EXERCISE: Pull every line holding the word "errors" from the data below and copy it.

Saved entries
::::::::::
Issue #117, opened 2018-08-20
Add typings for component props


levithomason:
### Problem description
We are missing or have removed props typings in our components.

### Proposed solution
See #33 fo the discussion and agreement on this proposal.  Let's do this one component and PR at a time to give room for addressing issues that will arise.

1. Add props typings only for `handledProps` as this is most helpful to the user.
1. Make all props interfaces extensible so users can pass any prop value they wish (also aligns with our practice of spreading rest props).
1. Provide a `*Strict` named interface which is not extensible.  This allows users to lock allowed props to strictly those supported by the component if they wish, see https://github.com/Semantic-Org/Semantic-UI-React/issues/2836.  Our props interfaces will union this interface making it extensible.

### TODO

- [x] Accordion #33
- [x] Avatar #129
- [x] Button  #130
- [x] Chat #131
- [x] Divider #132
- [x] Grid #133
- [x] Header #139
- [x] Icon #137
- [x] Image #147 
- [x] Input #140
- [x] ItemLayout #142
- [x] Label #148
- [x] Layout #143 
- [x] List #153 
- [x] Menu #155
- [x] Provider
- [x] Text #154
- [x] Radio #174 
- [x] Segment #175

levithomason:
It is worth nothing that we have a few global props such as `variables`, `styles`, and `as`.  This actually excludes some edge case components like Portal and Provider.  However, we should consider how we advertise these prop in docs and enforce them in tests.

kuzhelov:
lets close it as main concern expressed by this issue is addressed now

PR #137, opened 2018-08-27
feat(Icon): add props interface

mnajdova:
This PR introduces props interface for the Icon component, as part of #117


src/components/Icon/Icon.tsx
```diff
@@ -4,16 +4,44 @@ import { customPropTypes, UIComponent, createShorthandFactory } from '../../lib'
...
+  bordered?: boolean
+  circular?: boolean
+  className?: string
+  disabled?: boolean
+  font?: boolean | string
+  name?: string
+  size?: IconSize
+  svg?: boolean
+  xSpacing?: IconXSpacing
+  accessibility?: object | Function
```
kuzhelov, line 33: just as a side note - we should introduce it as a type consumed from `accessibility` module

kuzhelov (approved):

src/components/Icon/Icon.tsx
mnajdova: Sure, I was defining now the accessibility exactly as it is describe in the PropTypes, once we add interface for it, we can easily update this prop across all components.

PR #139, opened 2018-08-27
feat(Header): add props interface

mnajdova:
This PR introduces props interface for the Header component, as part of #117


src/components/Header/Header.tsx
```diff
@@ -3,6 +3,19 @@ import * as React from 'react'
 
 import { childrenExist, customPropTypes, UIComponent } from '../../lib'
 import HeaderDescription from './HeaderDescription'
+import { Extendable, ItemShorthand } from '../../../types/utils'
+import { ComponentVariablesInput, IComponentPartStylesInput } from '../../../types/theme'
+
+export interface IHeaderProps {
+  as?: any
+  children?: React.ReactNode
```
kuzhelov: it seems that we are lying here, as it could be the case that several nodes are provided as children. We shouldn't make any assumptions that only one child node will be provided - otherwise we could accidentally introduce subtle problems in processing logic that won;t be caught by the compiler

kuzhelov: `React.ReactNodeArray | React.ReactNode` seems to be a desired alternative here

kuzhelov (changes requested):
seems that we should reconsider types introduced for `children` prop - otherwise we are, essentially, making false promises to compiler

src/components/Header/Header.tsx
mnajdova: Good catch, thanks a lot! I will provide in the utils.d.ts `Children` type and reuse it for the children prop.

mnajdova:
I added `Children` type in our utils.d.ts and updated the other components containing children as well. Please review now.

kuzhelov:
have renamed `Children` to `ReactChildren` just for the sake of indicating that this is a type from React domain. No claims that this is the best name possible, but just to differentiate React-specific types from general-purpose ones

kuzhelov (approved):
::::::::::
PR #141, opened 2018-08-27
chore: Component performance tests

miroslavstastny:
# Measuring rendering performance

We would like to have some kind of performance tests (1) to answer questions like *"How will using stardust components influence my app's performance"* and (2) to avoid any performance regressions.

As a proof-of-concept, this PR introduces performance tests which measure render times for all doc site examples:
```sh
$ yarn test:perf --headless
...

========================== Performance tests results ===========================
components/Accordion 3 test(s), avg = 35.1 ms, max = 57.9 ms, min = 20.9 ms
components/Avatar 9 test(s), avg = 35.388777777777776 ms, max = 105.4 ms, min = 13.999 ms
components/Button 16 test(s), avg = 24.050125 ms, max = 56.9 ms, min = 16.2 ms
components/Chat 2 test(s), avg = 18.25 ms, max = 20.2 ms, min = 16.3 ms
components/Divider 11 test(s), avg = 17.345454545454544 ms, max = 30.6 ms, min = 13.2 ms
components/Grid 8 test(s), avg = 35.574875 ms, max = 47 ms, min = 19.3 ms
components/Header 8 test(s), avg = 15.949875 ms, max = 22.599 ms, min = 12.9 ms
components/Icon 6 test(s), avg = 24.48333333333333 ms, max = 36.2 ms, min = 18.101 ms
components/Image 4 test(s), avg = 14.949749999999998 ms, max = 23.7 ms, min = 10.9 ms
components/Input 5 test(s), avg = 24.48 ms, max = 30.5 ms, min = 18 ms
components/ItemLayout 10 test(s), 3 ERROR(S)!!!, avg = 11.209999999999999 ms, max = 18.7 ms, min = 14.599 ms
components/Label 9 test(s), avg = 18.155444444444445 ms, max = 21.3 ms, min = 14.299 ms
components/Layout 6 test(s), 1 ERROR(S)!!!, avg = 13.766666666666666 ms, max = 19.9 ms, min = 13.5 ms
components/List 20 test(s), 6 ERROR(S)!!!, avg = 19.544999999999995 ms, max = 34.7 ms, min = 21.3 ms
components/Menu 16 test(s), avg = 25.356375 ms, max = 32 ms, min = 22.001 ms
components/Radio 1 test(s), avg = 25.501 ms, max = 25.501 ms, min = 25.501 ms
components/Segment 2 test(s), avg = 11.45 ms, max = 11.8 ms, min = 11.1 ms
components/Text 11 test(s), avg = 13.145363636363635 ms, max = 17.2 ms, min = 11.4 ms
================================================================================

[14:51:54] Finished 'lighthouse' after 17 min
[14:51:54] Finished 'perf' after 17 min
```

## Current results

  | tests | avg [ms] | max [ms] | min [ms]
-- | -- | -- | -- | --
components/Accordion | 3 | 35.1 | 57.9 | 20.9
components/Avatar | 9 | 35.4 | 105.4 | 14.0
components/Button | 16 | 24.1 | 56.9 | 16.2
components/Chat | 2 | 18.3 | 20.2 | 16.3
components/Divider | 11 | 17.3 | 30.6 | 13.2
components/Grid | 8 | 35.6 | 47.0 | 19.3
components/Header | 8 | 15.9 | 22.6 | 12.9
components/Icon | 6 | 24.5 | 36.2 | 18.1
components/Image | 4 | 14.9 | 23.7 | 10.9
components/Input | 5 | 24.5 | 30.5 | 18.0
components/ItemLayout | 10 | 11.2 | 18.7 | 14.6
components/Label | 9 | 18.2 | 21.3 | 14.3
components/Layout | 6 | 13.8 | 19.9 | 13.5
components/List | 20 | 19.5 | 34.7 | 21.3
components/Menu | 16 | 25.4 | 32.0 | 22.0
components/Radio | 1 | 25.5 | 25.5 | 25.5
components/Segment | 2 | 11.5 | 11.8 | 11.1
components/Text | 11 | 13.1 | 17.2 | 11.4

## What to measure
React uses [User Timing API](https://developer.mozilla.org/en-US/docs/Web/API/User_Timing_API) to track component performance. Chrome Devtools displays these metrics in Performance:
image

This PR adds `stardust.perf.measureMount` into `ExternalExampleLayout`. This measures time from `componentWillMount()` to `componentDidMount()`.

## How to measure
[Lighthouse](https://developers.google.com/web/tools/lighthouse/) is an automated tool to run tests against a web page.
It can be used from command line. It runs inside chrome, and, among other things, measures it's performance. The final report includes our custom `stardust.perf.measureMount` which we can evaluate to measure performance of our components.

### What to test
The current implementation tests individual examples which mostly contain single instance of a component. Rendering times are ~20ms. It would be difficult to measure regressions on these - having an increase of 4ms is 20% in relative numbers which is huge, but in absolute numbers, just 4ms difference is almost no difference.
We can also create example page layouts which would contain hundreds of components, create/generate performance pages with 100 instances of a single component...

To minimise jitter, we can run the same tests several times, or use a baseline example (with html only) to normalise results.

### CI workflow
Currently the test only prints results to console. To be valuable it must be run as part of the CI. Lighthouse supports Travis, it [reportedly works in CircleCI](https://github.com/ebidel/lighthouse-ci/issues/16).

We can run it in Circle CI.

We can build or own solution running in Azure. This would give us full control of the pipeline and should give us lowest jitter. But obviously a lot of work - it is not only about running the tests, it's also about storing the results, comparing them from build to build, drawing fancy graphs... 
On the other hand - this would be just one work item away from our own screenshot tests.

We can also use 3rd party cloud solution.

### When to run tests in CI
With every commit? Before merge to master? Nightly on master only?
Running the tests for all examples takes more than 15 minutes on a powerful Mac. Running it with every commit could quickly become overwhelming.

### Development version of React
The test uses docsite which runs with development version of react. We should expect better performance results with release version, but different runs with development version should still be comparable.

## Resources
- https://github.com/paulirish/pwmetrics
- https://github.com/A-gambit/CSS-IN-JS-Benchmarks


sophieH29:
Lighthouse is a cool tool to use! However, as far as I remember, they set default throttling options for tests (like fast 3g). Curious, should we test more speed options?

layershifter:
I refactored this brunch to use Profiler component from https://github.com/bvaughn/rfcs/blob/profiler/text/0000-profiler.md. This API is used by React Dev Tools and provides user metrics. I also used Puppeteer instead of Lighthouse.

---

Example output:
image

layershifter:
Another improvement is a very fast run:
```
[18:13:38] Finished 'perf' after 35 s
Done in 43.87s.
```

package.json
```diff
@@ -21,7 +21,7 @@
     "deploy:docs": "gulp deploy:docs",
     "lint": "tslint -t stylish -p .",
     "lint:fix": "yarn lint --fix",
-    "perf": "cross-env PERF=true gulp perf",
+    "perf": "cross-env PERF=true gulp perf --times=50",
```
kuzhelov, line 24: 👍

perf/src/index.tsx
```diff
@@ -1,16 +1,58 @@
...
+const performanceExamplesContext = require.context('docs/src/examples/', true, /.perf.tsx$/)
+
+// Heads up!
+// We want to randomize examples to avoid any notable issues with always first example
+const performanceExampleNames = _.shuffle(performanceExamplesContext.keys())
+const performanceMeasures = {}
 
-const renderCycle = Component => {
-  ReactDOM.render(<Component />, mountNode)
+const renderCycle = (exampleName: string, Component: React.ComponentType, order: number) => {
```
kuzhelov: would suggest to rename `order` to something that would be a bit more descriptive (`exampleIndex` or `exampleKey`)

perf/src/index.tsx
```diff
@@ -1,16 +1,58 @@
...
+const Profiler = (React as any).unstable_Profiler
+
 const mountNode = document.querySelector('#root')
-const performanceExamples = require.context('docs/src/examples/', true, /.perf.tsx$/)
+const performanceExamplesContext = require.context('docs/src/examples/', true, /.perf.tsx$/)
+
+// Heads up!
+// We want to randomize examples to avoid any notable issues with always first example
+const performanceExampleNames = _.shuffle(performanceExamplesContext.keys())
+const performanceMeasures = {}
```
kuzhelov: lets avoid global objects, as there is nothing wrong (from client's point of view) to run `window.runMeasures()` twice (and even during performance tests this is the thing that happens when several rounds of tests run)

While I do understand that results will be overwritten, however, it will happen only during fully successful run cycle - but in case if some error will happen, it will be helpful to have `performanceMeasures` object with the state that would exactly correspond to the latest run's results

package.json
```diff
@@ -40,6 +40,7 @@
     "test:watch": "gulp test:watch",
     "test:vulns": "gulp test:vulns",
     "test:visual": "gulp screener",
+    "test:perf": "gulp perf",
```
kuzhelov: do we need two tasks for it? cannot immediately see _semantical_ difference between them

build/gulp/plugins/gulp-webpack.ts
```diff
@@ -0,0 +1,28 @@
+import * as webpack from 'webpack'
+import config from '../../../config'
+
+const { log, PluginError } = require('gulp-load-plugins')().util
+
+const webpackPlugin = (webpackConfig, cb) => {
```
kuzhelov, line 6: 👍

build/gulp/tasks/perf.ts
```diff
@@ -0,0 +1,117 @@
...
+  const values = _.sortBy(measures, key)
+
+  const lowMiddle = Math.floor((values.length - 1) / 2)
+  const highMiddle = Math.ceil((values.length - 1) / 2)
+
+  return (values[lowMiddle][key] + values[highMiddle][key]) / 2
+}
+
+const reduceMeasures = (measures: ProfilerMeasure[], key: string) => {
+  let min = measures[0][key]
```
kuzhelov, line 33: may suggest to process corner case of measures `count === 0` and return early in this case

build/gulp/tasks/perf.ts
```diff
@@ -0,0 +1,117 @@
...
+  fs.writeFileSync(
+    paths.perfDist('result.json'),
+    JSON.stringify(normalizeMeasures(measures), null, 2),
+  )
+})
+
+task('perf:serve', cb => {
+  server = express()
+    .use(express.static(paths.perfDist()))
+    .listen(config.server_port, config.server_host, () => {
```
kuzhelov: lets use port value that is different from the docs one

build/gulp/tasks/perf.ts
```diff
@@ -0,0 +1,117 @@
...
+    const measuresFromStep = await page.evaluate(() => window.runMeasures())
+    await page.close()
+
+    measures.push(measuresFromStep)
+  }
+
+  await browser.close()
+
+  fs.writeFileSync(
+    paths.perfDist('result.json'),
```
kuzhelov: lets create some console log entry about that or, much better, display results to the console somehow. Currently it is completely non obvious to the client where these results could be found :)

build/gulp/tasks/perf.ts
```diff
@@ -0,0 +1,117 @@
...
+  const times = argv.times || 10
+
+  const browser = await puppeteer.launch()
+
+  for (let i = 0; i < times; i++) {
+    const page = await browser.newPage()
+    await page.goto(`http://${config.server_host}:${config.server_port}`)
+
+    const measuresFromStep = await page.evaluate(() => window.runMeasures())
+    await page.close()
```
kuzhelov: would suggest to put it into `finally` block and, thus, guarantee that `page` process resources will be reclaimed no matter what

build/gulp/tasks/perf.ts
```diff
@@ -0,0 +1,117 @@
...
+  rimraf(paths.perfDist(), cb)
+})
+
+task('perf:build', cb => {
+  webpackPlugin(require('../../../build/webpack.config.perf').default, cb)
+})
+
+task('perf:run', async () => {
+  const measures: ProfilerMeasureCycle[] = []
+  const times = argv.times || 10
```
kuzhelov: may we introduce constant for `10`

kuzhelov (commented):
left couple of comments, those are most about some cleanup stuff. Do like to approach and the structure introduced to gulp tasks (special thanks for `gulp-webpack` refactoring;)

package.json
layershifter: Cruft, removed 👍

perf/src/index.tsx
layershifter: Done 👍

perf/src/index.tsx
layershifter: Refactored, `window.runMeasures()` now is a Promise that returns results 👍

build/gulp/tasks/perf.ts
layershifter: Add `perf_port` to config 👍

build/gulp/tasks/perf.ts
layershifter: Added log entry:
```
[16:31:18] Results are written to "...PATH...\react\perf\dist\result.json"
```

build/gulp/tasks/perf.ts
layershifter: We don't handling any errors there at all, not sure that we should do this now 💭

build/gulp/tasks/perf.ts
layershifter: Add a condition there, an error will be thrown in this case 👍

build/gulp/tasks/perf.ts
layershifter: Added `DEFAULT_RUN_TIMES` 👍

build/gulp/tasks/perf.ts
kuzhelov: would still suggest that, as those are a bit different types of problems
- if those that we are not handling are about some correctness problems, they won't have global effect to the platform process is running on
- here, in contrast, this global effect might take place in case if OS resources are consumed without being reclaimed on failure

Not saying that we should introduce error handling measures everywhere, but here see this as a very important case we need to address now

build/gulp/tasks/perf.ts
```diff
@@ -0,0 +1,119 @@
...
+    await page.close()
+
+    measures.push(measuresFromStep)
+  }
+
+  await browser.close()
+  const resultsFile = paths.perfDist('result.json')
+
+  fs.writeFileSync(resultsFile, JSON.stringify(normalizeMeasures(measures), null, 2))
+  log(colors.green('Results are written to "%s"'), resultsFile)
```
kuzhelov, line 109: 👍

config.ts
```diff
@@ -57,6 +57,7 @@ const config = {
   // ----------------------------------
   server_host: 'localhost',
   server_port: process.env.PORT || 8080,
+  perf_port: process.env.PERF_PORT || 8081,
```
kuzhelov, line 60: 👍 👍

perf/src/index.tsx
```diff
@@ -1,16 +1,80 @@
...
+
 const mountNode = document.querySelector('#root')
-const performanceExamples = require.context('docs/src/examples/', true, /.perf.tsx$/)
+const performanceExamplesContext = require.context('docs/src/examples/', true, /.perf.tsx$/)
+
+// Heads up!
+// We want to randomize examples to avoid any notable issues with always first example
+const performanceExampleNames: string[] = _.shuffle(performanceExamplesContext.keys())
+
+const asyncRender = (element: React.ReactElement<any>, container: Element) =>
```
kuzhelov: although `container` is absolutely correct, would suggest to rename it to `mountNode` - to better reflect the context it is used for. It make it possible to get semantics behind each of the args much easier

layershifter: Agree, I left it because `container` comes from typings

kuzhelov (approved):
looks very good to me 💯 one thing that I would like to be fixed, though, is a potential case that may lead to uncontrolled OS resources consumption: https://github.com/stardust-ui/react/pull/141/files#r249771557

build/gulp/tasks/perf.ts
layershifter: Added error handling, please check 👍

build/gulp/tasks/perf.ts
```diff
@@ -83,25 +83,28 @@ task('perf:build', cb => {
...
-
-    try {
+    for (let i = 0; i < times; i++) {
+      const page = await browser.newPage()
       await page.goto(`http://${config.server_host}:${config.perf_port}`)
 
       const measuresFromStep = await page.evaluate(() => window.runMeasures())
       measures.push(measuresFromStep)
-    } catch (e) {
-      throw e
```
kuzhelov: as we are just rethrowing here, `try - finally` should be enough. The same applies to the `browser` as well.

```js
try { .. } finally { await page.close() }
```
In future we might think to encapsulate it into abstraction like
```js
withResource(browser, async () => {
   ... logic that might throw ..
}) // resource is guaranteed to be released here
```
::::::::::
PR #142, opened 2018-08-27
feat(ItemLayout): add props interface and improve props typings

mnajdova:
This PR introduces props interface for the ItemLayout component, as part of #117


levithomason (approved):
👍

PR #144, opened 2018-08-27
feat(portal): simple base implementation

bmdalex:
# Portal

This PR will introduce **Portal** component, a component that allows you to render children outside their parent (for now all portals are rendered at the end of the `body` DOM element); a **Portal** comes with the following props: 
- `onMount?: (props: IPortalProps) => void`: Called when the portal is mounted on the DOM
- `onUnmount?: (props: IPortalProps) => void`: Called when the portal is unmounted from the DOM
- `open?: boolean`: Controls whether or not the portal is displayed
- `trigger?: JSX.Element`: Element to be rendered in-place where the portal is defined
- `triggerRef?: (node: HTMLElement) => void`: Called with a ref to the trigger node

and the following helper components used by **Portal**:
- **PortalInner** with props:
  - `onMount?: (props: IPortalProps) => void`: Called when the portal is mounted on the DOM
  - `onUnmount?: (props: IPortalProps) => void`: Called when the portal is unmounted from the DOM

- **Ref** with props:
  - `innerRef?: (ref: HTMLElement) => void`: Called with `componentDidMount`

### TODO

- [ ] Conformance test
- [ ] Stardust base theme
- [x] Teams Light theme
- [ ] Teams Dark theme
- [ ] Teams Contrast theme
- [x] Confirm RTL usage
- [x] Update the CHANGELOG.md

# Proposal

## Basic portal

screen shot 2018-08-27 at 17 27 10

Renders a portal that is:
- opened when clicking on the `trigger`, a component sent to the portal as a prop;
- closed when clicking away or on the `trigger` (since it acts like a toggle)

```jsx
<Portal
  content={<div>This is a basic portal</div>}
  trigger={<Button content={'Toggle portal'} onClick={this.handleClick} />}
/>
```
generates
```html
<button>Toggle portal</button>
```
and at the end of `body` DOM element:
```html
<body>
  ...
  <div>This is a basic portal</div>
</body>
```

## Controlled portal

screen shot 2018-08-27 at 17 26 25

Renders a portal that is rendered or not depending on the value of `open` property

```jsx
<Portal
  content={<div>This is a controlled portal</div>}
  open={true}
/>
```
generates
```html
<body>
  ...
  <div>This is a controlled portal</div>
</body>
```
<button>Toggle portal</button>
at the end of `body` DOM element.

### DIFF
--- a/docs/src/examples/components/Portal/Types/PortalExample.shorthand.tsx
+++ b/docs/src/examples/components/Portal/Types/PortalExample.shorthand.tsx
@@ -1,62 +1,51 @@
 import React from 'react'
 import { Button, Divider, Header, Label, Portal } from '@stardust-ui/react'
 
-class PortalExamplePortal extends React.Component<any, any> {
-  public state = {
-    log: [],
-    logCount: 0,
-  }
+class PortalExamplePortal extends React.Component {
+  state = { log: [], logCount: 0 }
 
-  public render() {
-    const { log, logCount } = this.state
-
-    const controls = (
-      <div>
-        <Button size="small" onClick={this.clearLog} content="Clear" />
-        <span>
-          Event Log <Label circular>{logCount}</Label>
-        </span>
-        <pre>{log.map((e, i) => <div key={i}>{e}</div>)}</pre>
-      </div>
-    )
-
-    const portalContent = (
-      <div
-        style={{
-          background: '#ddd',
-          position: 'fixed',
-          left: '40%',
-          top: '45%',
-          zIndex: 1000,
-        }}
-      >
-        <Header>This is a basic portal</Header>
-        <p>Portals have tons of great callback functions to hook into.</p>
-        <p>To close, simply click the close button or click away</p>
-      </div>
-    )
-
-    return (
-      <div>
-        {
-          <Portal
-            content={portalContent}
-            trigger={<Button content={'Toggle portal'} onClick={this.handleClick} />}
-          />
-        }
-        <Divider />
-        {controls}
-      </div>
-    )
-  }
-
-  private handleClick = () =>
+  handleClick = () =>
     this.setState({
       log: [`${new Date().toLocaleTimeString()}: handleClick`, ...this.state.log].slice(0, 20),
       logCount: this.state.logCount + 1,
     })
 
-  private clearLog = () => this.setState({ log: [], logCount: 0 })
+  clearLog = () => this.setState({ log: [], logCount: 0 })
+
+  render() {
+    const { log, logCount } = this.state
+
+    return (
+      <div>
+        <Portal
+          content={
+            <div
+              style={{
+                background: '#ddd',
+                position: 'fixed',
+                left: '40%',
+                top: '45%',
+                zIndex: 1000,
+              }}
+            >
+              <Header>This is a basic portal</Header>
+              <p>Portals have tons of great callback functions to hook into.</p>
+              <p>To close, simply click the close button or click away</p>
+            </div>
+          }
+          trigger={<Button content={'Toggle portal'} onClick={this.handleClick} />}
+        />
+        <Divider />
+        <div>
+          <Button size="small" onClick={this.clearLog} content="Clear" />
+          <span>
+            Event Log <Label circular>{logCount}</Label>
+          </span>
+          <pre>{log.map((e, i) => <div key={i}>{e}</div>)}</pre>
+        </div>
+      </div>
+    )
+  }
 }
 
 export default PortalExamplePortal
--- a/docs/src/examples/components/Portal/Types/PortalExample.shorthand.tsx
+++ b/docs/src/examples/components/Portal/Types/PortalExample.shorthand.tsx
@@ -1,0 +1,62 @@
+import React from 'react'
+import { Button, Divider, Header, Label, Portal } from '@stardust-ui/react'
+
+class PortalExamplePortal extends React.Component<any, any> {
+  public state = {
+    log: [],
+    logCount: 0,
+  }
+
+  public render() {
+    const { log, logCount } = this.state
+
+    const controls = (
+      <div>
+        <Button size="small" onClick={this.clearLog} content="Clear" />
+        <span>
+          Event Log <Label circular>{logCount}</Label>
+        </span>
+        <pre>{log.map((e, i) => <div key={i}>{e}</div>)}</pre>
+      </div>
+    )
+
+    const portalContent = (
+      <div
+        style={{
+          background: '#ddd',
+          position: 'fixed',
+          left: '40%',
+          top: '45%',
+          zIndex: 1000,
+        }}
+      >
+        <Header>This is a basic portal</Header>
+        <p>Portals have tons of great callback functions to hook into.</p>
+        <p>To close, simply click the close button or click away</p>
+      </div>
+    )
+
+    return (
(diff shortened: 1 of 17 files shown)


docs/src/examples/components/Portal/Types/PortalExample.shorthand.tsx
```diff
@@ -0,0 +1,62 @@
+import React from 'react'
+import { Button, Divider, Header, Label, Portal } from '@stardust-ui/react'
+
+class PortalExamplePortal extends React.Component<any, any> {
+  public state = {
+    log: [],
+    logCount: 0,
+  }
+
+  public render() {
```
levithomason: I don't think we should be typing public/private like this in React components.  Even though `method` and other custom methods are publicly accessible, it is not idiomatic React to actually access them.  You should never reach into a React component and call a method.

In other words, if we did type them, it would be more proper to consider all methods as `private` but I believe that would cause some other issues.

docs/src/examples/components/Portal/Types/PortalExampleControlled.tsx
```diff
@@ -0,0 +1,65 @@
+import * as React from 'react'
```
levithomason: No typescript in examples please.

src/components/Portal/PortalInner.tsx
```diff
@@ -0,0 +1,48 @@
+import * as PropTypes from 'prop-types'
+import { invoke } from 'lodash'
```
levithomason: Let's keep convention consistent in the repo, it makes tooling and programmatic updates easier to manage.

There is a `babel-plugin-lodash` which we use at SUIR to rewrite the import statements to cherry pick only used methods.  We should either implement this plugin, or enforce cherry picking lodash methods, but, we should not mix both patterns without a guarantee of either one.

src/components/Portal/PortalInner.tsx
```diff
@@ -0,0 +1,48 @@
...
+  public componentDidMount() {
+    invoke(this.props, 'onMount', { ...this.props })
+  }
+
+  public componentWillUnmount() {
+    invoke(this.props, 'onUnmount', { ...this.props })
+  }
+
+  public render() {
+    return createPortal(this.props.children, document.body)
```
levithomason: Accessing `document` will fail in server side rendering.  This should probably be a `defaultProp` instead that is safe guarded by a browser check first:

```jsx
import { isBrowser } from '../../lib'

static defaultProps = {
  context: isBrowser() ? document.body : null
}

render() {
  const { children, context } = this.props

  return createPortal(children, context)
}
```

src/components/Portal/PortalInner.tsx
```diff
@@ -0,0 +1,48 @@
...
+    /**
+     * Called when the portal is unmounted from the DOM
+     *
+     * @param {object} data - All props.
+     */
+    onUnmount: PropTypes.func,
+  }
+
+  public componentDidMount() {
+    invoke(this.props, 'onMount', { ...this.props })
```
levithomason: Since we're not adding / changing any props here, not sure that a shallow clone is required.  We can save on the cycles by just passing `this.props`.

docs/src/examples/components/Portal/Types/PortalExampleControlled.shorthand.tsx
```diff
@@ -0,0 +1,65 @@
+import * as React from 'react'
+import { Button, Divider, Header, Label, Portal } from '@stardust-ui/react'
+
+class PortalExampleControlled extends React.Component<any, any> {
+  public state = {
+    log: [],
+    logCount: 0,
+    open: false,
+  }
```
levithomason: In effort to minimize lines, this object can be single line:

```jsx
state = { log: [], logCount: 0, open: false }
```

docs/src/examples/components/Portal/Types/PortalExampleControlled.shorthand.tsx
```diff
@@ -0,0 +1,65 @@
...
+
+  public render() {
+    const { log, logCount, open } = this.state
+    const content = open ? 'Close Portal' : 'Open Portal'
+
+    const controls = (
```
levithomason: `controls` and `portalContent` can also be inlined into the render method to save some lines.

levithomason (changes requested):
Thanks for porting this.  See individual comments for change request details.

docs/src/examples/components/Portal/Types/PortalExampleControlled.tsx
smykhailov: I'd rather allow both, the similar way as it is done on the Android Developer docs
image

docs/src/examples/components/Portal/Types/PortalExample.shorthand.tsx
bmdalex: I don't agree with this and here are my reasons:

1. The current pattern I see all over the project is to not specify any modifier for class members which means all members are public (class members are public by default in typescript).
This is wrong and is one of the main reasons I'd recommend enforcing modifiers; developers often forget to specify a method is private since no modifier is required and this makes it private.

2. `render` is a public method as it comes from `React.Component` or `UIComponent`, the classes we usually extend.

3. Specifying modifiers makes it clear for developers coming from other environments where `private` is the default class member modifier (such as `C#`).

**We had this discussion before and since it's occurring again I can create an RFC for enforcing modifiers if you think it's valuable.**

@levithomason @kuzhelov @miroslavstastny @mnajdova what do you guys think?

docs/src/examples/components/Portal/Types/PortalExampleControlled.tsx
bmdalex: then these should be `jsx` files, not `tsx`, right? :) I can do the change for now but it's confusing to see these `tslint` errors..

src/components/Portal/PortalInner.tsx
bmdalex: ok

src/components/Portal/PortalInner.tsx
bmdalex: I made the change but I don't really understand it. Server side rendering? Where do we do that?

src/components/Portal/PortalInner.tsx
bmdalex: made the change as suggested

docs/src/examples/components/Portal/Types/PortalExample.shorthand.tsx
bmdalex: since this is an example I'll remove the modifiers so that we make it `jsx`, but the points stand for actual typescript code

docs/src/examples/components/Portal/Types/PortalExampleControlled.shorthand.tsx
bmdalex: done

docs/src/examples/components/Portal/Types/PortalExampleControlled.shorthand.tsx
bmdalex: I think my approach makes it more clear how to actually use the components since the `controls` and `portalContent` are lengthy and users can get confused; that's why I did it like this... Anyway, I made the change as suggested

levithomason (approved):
::::::::::
ANSWER FOR THIS EXERCISE:
layershifter: We don't handling any errors there at all, not sure that we should do this now 💭
bmdalex: then these should be `jsx` files, not `tsx`, right? :) I can do the change for now but it's confusing to see these `tslint` errors..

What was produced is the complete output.